### Extracted records ###
PR #172, opened 2025-02-12
Swerve fix

Emma03L:


src/main/kotlin/frc/robot/subsystems/drive/Drive.java
```diff
@@ -434,9 +434,9 @@ public Pose2d getPose() {
         return poseEstimator.getEstimatedPosition();
     }
 
-    /** Returns the current gyro rotation. */
+    /** Returns the current gyro rotation or the estimated rotation if the gyro disconnects. */
```
katzuv, line 437: When do you need to get the gyro's measurement directly? Why not always use the estimated pose's rotation?
Not very well versed with other parts of the code so genuine question

Emma03L: I don't think we should trust the PE rotation all of the time

PR #174, opened 2025-02-13
Parse choreo poses

Emma03L:


src/main/kotlin/frc/robot/Constants.kt
```diff
@@ -13,6 +21,49 @@ private val SPEAKER_POSE_BLUE = Translation2d(0.0, 5.5479442)
...
+                ?: return emptyMap()
+
+        return jsonPoses.mapValues { (key, pose) ->
+            Pose2d(
+                pose.jsonObject["x"]
+                    ?.jsonObject
+                    ?.get("val")
+                    ?.jsonPrimitive
+                    ?.doubleOrNull
+                    ?: 0.0,
```
katzuv, line 48: I think this should be extracted into a function, it's used three times and the only thing that changes is the field name

src/main/kotlin/frc/robot/Constants.kt
```diff
@@ -13,6 +21,49 @@ private val SPEAKER_POSE_BLUE = Translation2d(0.0, 5.5479442)
 val SPEAKER_POSE: Translation2d
     get() = SPEAKER_POSE_BLUE.flipIfNeeded()
 
+val choreoPoses: Map<String, Pose2d>
+    get() {
```
katzuv, line 25: I don't know how expensive the parsing is. Why not parse it once on robot startup?

katzuv (changes requested):

src/main/kotlin/frc/robot/Constants.kt
Emma03L: 8ff98e74da6358997decd5416bd8b7e4a07db1a4

src/main/kotlin/frc/robot/Constants.kt
Emma03L: e45b6d3701b02c1a45197f4adda0719cbcd94f63

src/main/kotlin/frc/robot/Constants.kt
katzuv: I think it's better to throw an exception:
1. I'd rather find out before the match we have a problem with auto alignment (and maybe with auto period as well).
2. This will crash the first time w euse the auto alignment mid-match, because the code will try to access a non-existent field in the map.

src/main/kotlin/frc/robot/Constants.kt
```diff
@@ -13,6 +22,36 @@ private val SPEAKER_POSE_BLUE = Translation2d(0.0, 5.5479442)
...
+    return jsonPoses.mapValues { (key, pose) ->
+        Pose2d(
+            getValueFromJson(pose, "x"),
+            getValueFromJson(pose, "y"),
+            Rotation2d(getValueFromJson(pose, "heading"))
+            )
+    }
+}
+
+val choreoPoses = parseChoreoPoses()
```
katzuv, line 53:
```suggestion
val ALIGNMENT_POSES = parseChoreoPoses()
```
1. It's a constant. 
2. The fact it came from Choreo is an implementation detail.

Also, perhaps all this code should be moved to an autos directory? I think it will be convenient to have an autos directory, with sub-files or sub-directories for the auto period and for auto alignment.

katzuv (changes requested):

src/main/kotlin/frc/robot/Constants.kt
Emma03L: 969ac656be12ef2d852b143a00f3bcb5f6b92760

src/main/kotlin/frc/robot/Constants.kt
Emma03L: d74c898240c5090af47fa0387b7799900b9b1e7f

katzuv: Great. What's your opinion on the second thing?

Emma03L: Oh I missed it, yeah I think it's a good idea' I'll do it

Emma03L: 96d34a7beaf25a17f5a765d9c5d13de174831926

katzuv (approved):

PR #179, opened 2025-02-14
Optional maple sim

Emma03L:


src/main/kotlin/frc/robot/Constants.kt
```diff
@@ -22,6 +22,10 @@ val CURRENT_MODE: Mode
                 Mode.SIM
             }
         }
+
+val USE_MAPLE_SIM: Boolean
+    get() = System.getenv()["isMapleSim"] == "true"
```
katzuv, line 27: Copying from line 32:

```suggestion
    get() = System.getenv("isMapleSim") == "true"
```

katzuv (changes requested):

src/main/kotlin/frc/robot/Constants.kt
Emma03L: In that case `System.getenv()["isReplay"] == "true"` should also change for consistency.
dd7a6e883032aecd8def342c9c701009cd293219

katzuv (approved):
As always, I think it's best to solve issues than write patches, but let's hope this helps us fix the auto problems

src/main/kotlin/frc/robot/Constants.kt
katzuv: Awesome

Emma03L:
> As always, I think it's best to solve issues than write patches, but let's hope this helps us fix the auto problems

The poses not being synchronized was already dealt with, this is just makes it optional because I think it's a good idea.

PR #180, opened 2025-02-15
Fix power distribution

Emma03L:


src/main/kotlin/frc/robot/Robot.kt
```diff
@@ -68,8 +68,8 @@ object Robot : LoggedRobot() {
         when (CURRENT_MODE) {
             REAL -> {
                 LoggedPowerDistribution.getInstance(
-                    0,
-                    PowerDistribution.ModuleType.kCTRE
+                    1,
+                    PowerDistribution.ModuleType.kRev
                 )
```
katzuv, line 73: Looks like we use the default ID, so should be just: 
```kt
LoggedPowerDistribution()
```
https://github.wpilib.org/allwpilib/docs/release/java/edu/wpi/first/wpilibj/PowerDistribution.html#%3Cinit%3E()

katzuv (changes requested):

src/main/kotlin/frc/robot/Robot.kt
Emma03L: I tried the default constructor and it still didn't log

katzuv: And now it does?
If so, we should open an issue to AdvantageKit or WPILib. Anyway, if it works you can merge.

katzuv (approved):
###
**What to produce**
Set down, exactly as written, each line of the data from its opening line through the one containing "1. I'd rather". Output nothing more.

**Answer section**
PR #172, opened 2025-02-12
Swerve fix

Emma03L:


src/main/kotlin/frc/robot/subsystems/drive/Drive.java
```diff
@@ -434,9 +434,9 @@ public Pose2d getPose() {
         return poseEstimator.getEstimatedPosition();
     }
 
-    /** Returns the current gyro rotation. */
+    /** Returns the current gyro rotation or the estimated rotation if the gyro disconnects. */
```
katzuv, line 437: When do you need to get the gyro's measurement directly? Why not always use the estimated pose's rotation?
Not very well versed with other parts of the code so genuine question

Emma03L: I don't think we should trust the PE rotation all of the time

PR #174, opened 2025-02-13
Parse choreo poses

Emma03L:


src/main/kotlin/frc/robot/Constants.kt
```diff
@@ -13,6 +21,49 @@ private val SPEAKER_POSE_BLUE = Translation2d(0.0, 5.5479442)
...
+                ?: return emptyMap()
+
+        return jsonPoses.mapValues { (key, pose) ->
+            Pose2d(
+                pose.jsonObject["x"]
+                    ?.jsonObject
+                    ?.get("val")
+                    ?.jsonPrimitive
+                    ?.doubleOrNull
+                    ?: 0.0,
```
katzuv, line 48: I think this should be extracted into a function, it's used three times and the only thing that changes is the field name

src/main/kotlin/frc/robot/Constants.kt
```diff
@@ -13,6 +21,49 @@ private val SPEAKER_POSE_BLUE = Translation2d(0.0, 5.5479442)
 val SPEAKER_POSE: Translation2d
     get() = SPEAKER_POSE_BLUE.flipIfNeeded()
 
+val choreoPoses: Map<String, Pose2d>
+    get() {
```
katzuv, line 25: I don't know how expensive the parsing is. Why not parse it once on robot startup?

katzuv (changes requested):

src/main/kotlin/frc/robot/Constants.kt
Emma03L: 8ff98e74da6358997decd5416bd8b7e4a07db1a4

src/main/kotlin/frc/robot/Constants.kt
Emma03L: e45b6d3701b02c1a45197f4adda0719cbcd94f63

src/main/kotlin/frc/robot/Constants.kt
katzuv: I think it's better to throw an exception:
1. I'd rather find out before the match we have a problem with auto alignment (and maybe with auto period as well).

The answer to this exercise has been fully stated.